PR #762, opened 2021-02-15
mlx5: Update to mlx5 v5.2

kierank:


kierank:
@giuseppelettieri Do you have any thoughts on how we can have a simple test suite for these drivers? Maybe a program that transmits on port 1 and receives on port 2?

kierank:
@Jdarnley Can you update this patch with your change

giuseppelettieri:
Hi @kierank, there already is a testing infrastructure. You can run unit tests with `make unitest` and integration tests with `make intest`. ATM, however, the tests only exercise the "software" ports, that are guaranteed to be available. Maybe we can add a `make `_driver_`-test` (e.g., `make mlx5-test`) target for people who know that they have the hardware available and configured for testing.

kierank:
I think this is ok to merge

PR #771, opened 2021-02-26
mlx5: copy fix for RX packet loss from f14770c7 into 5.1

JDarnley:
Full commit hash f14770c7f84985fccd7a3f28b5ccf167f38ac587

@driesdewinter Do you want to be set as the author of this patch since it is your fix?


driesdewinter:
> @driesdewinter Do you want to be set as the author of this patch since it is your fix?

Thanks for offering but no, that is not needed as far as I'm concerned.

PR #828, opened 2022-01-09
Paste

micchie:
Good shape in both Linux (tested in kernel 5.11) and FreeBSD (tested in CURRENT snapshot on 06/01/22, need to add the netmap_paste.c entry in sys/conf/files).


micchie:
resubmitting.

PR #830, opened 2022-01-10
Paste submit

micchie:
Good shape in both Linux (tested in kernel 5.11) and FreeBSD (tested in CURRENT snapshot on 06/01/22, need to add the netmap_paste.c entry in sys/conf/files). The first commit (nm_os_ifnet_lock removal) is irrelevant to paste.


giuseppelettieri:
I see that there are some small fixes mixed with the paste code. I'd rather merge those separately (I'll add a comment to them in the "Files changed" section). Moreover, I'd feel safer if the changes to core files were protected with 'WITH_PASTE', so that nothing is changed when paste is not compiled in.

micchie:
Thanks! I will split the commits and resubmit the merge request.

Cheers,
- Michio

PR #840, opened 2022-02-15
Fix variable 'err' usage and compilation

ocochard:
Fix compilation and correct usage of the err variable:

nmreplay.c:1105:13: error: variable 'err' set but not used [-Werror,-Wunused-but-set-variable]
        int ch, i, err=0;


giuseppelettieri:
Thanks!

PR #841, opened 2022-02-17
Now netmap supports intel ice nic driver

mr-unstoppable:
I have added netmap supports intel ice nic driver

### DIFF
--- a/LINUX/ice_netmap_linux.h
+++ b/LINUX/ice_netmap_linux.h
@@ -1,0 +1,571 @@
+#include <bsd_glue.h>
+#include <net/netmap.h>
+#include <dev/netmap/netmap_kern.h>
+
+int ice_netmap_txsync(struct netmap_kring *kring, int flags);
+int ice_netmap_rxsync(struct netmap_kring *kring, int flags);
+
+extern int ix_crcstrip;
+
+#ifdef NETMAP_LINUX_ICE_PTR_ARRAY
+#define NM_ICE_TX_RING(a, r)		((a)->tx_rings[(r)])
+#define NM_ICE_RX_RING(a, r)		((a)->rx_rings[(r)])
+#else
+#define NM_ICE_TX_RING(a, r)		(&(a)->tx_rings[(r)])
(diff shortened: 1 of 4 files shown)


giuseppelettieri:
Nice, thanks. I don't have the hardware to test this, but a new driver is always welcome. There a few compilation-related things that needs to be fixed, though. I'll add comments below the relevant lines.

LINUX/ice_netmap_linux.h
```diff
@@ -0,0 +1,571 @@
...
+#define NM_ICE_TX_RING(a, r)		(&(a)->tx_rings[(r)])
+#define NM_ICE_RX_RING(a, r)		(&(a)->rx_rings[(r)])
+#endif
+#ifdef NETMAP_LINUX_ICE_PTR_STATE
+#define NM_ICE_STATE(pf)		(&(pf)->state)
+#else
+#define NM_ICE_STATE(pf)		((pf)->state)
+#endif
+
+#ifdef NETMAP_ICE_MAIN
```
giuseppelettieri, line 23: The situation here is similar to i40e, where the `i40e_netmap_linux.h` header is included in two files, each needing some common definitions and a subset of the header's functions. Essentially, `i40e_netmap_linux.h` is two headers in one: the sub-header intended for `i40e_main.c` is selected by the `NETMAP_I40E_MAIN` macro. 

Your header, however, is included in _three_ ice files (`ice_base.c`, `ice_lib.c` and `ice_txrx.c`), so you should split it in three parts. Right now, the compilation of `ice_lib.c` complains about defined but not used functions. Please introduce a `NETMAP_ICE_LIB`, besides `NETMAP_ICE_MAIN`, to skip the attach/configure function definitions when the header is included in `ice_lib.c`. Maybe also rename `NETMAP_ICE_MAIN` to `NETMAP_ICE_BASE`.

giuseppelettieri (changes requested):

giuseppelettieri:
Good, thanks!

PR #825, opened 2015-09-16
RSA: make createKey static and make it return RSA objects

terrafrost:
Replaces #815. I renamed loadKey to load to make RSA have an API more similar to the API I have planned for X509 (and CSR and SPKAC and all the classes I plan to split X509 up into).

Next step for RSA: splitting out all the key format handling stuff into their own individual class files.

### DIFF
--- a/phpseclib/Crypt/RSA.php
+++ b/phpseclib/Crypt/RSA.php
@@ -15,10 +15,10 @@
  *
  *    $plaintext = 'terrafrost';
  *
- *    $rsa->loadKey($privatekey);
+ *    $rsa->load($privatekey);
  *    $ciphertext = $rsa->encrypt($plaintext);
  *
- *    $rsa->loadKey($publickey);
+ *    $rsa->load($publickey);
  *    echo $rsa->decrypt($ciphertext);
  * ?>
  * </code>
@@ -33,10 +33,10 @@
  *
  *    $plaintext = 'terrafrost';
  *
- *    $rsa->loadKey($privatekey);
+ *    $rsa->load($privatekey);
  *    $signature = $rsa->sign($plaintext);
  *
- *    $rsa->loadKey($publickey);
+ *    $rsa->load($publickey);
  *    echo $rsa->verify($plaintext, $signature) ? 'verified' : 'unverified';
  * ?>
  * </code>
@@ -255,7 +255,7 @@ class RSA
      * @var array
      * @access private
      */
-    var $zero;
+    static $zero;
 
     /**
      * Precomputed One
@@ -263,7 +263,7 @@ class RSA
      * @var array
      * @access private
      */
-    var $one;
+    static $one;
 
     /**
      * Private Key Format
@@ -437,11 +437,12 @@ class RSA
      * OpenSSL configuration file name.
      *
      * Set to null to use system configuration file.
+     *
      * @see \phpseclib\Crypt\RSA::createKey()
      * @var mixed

Goal of the exercise:
All entries are to be retyped with no difference from the original.

Solution for this task:
PR #762, opened 2021-02-15
mlx5: Update to mlx5 v5.2

kierank:


kierank:
@giuseppelettieri Do you have any thoughts on how we can have a simple test suite for these drivers? Maybe a program that transmits on port 1 and receives on port 2?

kierank:
@Jdarnley Can you update this patch with your change

giuseppelettieri:
Hi @kierank, there already is a testing infrastructure. You can run unit tests with `make unitest` and integration tests with `make intest`. ATM, however, the tests only exercise the "software" ports, that are guaranteed to be available. Maybe we can add a `make `_driver_`-test` (e.g., `make mlx5-test`) target for people who know that they have the hardware available and configured for testing.

kierank:
I think this is ok to merge

PR #771, opened 2021-02-26
mlx5: copy fix for RX packet loss from f14770c7 into 5.1

JDarnley:
Full commit hash f14770c7f84985fccd7a3f28b5ccf167f38ac587

@driesdewinter Do you want to be set as the author of this patch since it is your fix?


driesdewinter:
> @driesdewinter Do you want to be set as the author of this patch since it is your fix?

Thanks for offering but no, that is not needed as far as I'm concerned.

PR #828, opened 2022-01-09
Paste

micchie:
Good shape in both Linux (tested in kernel 5.11) and FreeBSD (tested in CURRENT snapshot on 06/01/22, need to add the netmap_paste.c entry in sys/conf/files).


micchie:
resubmitting.

PR #830, opened 2022-01-10
Paste submit

micchie:
Good shape in both Linux (tested in kernel 5.11) and FreeBSD (tested in CURRENT snapshot on 06/01/22, need to add the netmap_paste.c entry in sys/conf/files). The first commit (nm_os_ifnet_lock removal) is irrelevant to paste.


giuseppelettieri:
I see that there are some small fixes mixed with the paste code. I'd rather merge those separately (I'll add a comment to them in the "Files changed" section). Moreover, I'd feel safer if the changes to core files were protected with 'WITH_PASTE', so that nothing is changed when paste is not compiled in.

micchie:
Thanks! I will split the commits and resubmit the merge request.

Cheers,
- Michio

PR #840, opened 2022-02-15
Fix variable 'err' usage and compilation

ocochard:
Fix compilation and correct usage of the err variable:

nmreplay.c:1105:13: error: variable 'err' set but not used [-Werror,-Wunused-but-set-variable]
        int ch, i, err=0;


giuseppelettieri:
Thanks!

PR #841, opened 2022-02-17
Now netmap supports intel ice nic driver

mr-unstoppable:
I have added netmap supports intel ice nic driver

### DIFF
--- a/LINUX/ice_netmap_linux.h
+++ b/LINUX/ice_netmap_linux.h
@@ -1,0 +1,571 @@
+#include <bsd_glue.h>
+#include <net/netmap.h>
+#include <dev/netmap/netmap_kern.h>
+
+int ice_netmap_txsync(struct netmap_kring *kring, int flags);
+int ice_netmap_rxsync(struct netmap_kring *kring, int flags);
+
+extern int ix_crcstrip;
+
+#ifdef NETMAP_LINUX_ICE_PTR_ARRAY
+#define NM_ICE_TX_RING(a, r)		((a)->tx_rings[(r)])
+#define NM_ICE_RX_RING(a, r)		((a)->rx_rings[(r)])
+#else
+#define NM_ICE_TX_RING(a, r)		(&(a)->tx_rings[(r)])
(diff shortened: 1 of 4 files shown)


giuseppelettieri:
Nice, thanks. I don't have the hardware to test this, but a new driver is always welcome. There a few compilation-related things that needs to be fixed, though. I'll add comments below the relevant lines.

LINUX/ice_netmap_linux.h
```diff
@@ -0,0 +1,571 @@
...
+#define NM_ICE_TX_RING(a, r)		(&(a)->tx_rings[(r)])
+#define NM_ICE_RX_RING(a, r)		(&(a)->rx_rings[(r)])
+#endif
+#ifdef NETMAP_LINUX_ICE_PTR_STATE
+#define NM_ICE_STATE(pf)		(&(pf)->state)
+#else
+#define NM_ICE_STATE(pf)		((pf)->state)
+#endif
+
+#ifdef NETMAP_ICE_MAIN
```
giuseppelettieri, line 23: The situation here is similar to i40e, where the `i40e_netmap_linux.h` header is included in two files, each needing some common definitions and a subset of the header's functions. Essentially, `i40e_netmap_linux.h` is two headers in one: the sub-header intended for `i40e_main.c` is selected by the `NETMAP_I40E_MAIN` macro. 

Your header, however, is included in _three_ ice files (`ice_base.c`, `ice_lib.c` and `ice_txrx.c`), so you should split it in three parts. Right now, the compilation of `ice_lib.c` complains about defined but not used functions. Please introduce a `NETMAP_ICE_LIB`, besides `NETMAP_ICE_MAIN`, to skip the attach/configure function definitions when the header is included in `ice_lib.c`. Maybe also rename `NETMAP_ICE_MAIN` to `NETMAP_ICE_BASE`.

giuseppelettieri (changes requested):

giuseppelettieri:
Good, thanks!

PR #825, opened 2015-09-16
RSA: make createKey static and make it return RSA objects

terrafrost:
Replaces #815. I renamed loadKey to load to make RSA have an API more similar to the API I have planned for X509 (and CSR and SPKAC and all the classes I plan to split X509 up into).

Next step for RSA: splitting out all the key format handling stuff into their own individual class files.

### DIFF
--- a/phpseclib/Crypt/RSA.php
+++ b/phpseclib/Crypt/RSA.php
@@ -15,10 +15,10 @@
  *
  *    $plaintext = 'terrafrost';
  *
- *    $rsa->loadKey($privatekey);
+ *    $rsa->load($privatekey);
  *    $ciphertext = $rsa->encrypt($plaintext);
  *
- *    $rsa->loadKey($publickey);
+ *    $rsa->load($publickey);
  *    echo $rsa->decrypt($ciphertext);
  * ?>
  * </code>
@@ -33,10 +33,10 @@
  *
  *    $plaintext = 'terrafrost';
  *
- *    $rsa->loadKey($privatekey);
+ *    $rsa->load($privatekey);
  *    $signature = $rsa->sign($plaintext);
  *
- *    $rsa->loadKey($publickey);
+ *    $rsa->load($publickey);
  *    echo $rsa->verify($plaintext, $signature) ? 'verified' : 'unverified';
  * ?>
  * </code>
@@ -255,7 +255,7 @@ class RSA
      * @var array
      * @access private
      */
-    var $zero;
+    static $zero;
 
     /**
      * Precomputed One
@@ -263,7 +263,7 @@ class RSA
      * @var array
      * @access private
      */
-    var $one;
+    static $one;
 
     /**
      * Private Key Format
@@ -437,11 +437,12 @@ class RSA
      * OpenSSL configuration file name.
      *
      * Set to null to use system configuration file.
+     *
      * @see \phpseclib\Crypt\RSA::createKey()
      * @var mixed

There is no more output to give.